Dal momento della ricezione la Direzione territoriale del lavoro ha 7 giorni (termine perentorio) per procedere alla convocazione delle parti. La procedura va conclusa nel termine, anch’esso perentorio, di 20 giorni dal momento della convocazione delle parti inclusi, come lo stesso Ministero dichiara, i giorni necessari per la ricezione della raccomandata. Il mancato rispetto dei due termini vanifica la procedura ed il datore di lavoro può procedere al licenziamento. Ipotesi di sospensione della procedura sono ammessi solo in presenza di un legittimo e documentato impedimento del lavoratore (es. malattia, motivi familiari, altre forme di assenza giustificate secondo la legge e contratto. Il periodo di sospensione non può superare i 15 giorni.

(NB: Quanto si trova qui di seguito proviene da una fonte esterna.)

PR #34620, opened 2020-02-24
[labelling] Fix suboptimal logic for polygon's default around centroid

nirvn:
This PR improves (IMHO, greatly) the default labelling placement for polygon features. 

Long story short, our default placement for polgyons is set to 'around [centroid] point'. It takes the polygon's centroid, and following that handles things as if we were labelling a point feature. Which means it is actually skipping the _ideal_ placement: straight on top of the polygon's centroid.

This PR remedies to that by adding an 'over [centroid] point' location to the default placement.

Before vs. PR:
image

I'm not exactly sure how I lived that long without fixing this :wink: On a side note, @nyalldawson 's work demystifying and making the labelling code much more readable made it so much easier to improve labelling.


andreasneumann:
Nice - thanks for adding this!

Saijin-Naib:
Oooh wow, that's better

src/core/pal/feature.cpp
```diff
@@ -293,7 +293,9 @@ std::size_t FeaturePart::createCandidatesOverPoint( double x, double y, std::vec
   double labelW = getLabelWidth( angle );
   double labelH = getLabelHeight( angle );
 
-  double cost = 0.0001;
+  // if other candidates were created around a point prior to this (for polygons),
+  // lower the cost by half to favorize this placement
+  double cost = lPos.size() > 0 ? 0.00005 : 0.0001;
```
nyalldawson:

Riepilogando, il datore di lavoro può procedere al licenziamento per giustificato motivo oggettivo nelle ipotesi sottoelencate:
- mancato rispetto da parte della DTL dei termini di convocazione e svolgimento della procedura;
- abbandono della procedura ;
- mancato raggiungimento di un accordo;
Si ricorda che il licenziamento avvenuto in costanza di maternità/paternità è sempre nullo ed il licenziamento per giustificato motivo oggettivo ha effetti sospesi solo per infortunio sul lavoro e non per malattia.